WORK ORDER:
Check each line of the data for "above", and copy the ones that have it.

(Records from a collection)
#####
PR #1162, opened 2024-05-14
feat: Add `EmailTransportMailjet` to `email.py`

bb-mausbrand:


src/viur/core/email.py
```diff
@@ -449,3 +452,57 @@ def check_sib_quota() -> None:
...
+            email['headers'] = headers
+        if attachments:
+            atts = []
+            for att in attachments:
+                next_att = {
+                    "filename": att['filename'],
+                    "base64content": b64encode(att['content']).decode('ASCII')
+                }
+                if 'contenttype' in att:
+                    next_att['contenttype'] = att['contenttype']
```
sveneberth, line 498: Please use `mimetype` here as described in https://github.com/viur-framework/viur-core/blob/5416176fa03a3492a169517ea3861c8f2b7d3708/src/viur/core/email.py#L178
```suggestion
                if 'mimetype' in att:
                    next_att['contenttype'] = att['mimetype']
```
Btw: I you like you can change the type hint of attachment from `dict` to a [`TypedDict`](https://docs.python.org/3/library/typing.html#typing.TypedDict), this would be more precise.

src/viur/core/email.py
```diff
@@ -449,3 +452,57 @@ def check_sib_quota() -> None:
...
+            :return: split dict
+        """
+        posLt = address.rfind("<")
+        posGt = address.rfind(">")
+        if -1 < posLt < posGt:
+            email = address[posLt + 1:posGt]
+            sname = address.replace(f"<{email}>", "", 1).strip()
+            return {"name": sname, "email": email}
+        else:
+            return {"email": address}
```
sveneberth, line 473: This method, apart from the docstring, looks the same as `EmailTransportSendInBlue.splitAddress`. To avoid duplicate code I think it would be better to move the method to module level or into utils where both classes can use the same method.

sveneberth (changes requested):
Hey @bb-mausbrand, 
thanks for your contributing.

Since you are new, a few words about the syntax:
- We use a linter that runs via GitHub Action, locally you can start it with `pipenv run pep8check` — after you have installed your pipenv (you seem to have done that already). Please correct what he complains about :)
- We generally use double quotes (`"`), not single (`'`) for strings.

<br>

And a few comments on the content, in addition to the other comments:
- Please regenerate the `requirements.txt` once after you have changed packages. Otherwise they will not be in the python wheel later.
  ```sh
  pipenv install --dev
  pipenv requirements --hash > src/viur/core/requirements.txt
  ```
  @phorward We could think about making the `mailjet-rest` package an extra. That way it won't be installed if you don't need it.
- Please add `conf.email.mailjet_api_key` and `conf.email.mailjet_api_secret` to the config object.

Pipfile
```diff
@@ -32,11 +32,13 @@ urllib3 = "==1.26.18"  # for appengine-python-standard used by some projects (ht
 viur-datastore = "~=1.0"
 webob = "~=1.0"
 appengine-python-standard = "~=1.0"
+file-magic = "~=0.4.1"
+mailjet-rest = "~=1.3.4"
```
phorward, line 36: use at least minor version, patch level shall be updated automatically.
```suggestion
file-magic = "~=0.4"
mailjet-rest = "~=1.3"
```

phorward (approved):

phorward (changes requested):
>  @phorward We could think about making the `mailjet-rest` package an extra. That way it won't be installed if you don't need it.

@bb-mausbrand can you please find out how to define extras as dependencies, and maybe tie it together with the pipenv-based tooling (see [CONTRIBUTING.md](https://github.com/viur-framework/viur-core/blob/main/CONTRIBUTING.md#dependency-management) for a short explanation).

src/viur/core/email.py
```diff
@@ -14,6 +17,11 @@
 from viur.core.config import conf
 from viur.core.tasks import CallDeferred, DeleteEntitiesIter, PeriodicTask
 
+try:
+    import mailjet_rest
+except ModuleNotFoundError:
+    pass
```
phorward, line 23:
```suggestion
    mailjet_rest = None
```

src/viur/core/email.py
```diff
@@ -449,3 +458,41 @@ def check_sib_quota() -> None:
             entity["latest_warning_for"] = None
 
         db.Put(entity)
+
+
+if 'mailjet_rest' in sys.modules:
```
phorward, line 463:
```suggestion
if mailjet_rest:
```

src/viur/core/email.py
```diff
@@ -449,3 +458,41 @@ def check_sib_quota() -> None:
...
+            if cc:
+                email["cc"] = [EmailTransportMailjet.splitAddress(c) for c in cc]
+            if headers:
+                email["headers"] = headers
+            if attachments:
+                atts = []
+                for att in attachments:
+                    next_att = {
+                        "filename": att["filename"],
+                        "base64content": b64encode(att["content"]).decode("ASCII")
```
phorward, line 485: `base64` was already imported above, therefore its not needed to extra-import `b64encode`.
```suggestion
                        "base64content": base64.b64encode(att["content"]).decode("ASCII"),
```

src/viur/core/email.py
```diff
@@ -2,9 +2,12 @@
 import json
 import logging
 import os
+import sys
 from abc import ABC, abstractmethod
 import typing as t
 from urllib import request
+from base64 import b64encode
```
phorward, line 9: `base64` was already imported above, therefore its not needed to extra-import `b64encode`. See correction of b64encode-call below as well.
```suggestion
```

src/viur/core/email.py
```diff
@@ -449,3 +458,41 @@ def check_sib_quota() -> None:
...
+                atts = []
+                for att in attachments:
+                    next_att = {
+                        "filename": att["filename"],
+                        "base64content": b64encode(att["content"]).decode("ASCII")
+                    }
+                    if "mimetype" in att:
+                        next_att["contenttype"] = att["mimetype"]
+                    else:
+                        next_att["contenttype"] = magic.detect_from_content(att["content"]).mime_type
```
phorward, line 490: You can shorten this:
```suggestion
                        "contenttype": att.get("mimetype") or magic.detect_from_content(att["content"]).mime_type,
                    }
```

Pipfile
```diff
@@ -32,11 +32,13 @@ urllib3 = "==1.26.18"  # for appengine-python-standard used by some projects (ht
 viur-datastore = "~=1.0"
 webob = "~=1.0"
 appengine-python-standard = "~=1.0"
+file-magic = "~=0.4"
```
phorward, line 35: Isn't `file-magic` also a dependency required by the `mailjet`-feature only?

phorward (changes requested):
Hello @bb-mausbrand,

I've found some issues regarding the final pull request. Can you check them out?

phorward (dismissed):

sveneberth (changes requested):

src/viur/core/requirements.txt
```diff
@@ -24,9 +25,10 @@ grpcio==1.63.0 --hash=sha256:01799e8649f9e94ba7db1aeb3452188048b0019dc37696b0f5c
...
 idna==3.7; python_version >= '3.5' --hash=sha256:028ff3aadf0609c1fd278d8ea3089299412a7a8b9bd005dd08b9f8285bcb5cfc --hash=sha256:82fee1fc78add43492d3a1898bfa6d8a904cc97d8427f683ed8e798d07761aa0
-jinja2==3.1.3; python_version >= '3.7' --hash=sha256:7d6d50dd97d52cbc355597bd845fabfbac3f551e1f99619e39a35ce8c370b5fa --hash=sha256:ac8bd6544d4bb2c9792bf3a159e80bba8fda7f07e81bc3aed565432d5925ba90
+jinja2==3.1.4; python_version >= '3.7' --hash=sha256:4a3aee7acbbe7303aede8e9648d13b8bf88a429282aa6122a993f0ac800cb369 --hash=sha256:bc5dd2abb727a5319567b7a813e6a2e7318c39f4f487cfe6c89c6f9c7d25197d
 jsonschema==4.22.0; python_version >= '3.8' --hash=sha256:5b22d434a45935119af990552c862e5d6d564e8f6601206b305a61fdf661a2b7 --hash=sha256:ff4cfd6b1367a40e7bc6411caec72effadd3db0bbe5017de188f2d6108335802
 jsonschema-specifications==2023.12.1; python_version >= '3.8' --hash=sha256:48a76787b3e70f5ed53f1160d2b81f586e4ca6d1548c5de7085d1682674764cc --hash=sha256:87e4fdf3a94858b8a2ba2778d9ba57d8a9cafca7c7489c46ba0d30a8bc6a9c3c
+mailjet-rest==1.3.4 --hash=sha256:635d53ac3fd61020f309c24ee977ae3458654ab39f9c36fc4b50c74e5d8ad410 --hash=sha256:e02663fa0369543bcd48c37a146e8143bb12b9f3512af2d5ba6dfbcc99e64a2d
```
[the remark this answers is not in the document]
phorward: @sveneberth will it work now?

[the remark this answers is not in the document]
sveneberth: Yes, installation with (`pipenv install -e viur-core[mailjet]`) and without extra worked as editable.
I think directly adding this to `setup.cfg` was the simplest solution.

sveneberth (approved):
#####
SOLUTION FOR THIS EXERCISE:
phorward, line 485: `base64` was already imported above, therefore its not needed to extra-import `b64encode`.
phorward, line 9: `base64` was already imported above, therefore its not needed to extra-import `b64encode`. See correction of b64encode-call below as well.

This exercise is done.